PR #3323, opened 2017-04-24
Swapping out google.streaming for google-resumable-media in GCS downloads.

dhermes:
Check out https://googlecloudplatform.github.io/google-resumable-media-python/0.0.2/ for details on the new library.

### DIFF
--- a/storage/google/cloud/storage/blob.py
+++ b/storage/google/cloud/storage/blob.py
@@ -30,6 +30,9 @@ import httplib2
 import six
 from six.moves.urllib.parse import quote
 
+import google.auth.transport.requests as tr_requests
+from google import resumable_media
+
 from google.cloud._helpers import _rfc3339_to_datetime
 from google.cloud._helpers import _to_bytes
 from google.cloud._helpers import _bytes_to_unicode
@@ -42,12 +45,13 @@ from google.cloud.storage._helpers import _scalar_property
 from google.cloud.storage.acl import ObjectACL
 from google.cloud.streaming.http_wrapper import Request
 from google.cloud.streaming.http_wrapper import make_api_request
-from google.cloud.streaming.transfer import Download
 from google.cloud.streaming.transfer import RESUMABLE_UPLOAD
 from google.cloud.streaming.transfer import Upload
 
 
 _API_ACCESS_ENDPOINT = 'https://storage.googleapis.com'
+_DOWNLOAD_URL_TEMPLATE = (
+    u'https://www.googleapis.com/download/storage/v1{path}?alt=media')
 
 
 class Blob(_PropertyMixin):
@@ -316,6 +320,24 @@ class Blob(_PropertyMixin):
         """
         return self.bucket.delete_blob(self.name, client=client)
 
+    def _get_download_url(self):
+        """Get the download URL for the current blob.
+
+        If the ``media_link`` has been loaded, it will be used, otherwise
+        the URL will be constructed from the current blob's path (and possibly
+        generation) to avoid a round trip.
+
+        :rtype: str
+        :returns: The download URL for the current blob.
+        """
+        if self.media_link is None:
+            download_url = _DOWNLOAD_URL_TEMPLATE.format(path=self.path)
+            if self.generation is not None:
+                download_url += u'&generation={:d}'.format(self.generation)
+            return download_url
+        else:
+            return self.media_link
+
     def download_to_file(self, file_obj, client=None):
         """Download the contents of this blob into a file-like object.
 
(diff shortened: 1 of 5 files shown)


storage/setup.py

## Task instructions
The answer must consist of every line above that holds the string "current", copied exactly.

## Answer to this problem
+        """Get the download URL for the current blob.
+        the URL will be constructed from the current blob's path (and possibly
+        :returns: The download URL for the current blob.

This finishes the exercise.